The estimated linear demand curve for the durable good is \[ \mathsf{log(Q) = 3.3444 -0.4929 P} \] or \[ \mathsf{Q = e^{3.3444 -0.4929 P}}\] where wtp serves as a proxy for price.
Because it is an exponential demand curve, the interpretation is different. For every $1.00 increase in the price of the durable good, the logarithm of the quantity demanded across the sample of respondents decreases by 0.4929 units of the product. The change in logarithm of a value is not very intuitive to most of us.

Test to Choose between the Linear Demand and Exponential Demand Models

The linear model and the exponential model are not directly comparable because one is the linear model of $\mathsf{quantity}$ and the other is the linear model of $\mathsf{log(quantity)}$. In general, comparing the F-statistics and the R-squared values of the two models gives us a pretty clear picture of which model is better for the data. However, it is not the best comparison.

The “Akaike Information Criterion” (AIC) is a single number that encapsulates the quality of each model in its entirety. It takes into consideration how well the model fits the data (like R-squared) and the simplicity of the model (we prefer simpler models because they’re easier to understand and less prone to errors). The model with the lowest AIC is often considered the best choice, as it represents the best balance between fitting our data well and being straightforward.

Let’s compare the linear demand model with the exponential demand model based on their AIC scores.

Code

# Compare the AIC values for the two models
(aic_linear <- AIC(linear_demand_model))

[1] 89.90966

Code

(aic_exponential <- AIC(exponential_demand_model))

[1] -5.157227

The AIC score for the linear demand model is 89.9096587 and the AIC score for the exponential demand model is -5.1572273. Since the AIC score of the exponential demand model is much lower than from the linear demand model, we conclude that the demand curve is indeed exponential and choose that regression model results.

5.5 Conclusion

For a visual representation of the demand data and the estimated demand curve, refer to Figure 5.2. Based on the estimated coefficients and the robust goodness-of-fit statistics, we have confidence that the exponential demand curve accurately represents the behavior of consumers. By sampling actual customers and asking relevant questions about their willingness to pay for this durable good, we have obtained a reliable estimate of the demand curve, which serves as a crucial element in constructing the profit function.
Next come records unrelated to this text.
PR #708, opened 2023-12-04
Add search to collection

harshithmohan:


ElementalCrisis (approved):

revam (approved):
I haven't tested the code, but it looks fine for a dry read through.

Not sure I like how we need to nest the `And` expressions in the builder instead of just providing a single `And` expression with an array of sub-expressions, but that is unrelated to the PR itself and cannot be fixed on the client side anyways, so it won't hold back the PR from being merged.

👍

src/core/rtkQuery/splitV3Api/filterApi.ts
```diff
@@ -0,0 +1,60 @@
...
+  endpoints: build => ({
+    getFilter: build.query<FilterType, { filterId: string }>({
+      query: ({ filterId }) => ({
+        url: `Filter/${filterId}`,
+        params: {
+          withConditions: true,
+        },
+      }),
+    }),
+    getFilteredGroups: build.query<
```
hidden4003, line 20: Maybe we should have some special suffix or prefix for endpoints that merge data? like Infinite

src/pages/collection/Collection.tsx
```diff
@@ -84,6 +94,8 @@ function Collection() {
   const [showDisplaySettingsModal, setShowDisplaySettingsModal] = useState(false);
   const [groupTotal, setGroupTotal] = useState(0);
   const [timelineSeries, setTimelineSeries] = useState<SeriesType[]>([]);
+  const [search, setSearch] = useState('');
+  const debouncedSearch = useDebounce(search, 200);
```
hidden4003, line 98: should we add some rule to only use hook for debounce? I think we use lodash debounce in other places.

hidden4003 (approved):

Figure 5.2: Demand data and estimated demand curve for a durable good.

Estimating demand is akin to being an explorer charting new territories. For durable goods, understanding demand is more than just counting those who are willing to pay; it’s about interpreting the entire landscape of customer value. Through our journey in this chapter, we’ve dug into the nuances of willingness to pay, learned the dance between price and quantity, and harnessed the power of statistical tools to carve out our demand curve. Armed with this knowledge, entrepreneurs can confidently stride forward, making informed decisions that optimize both profits and customer satisfaction. Remember, in the world of business, knowledge isn’t just power—it’s the compass that guides towards success.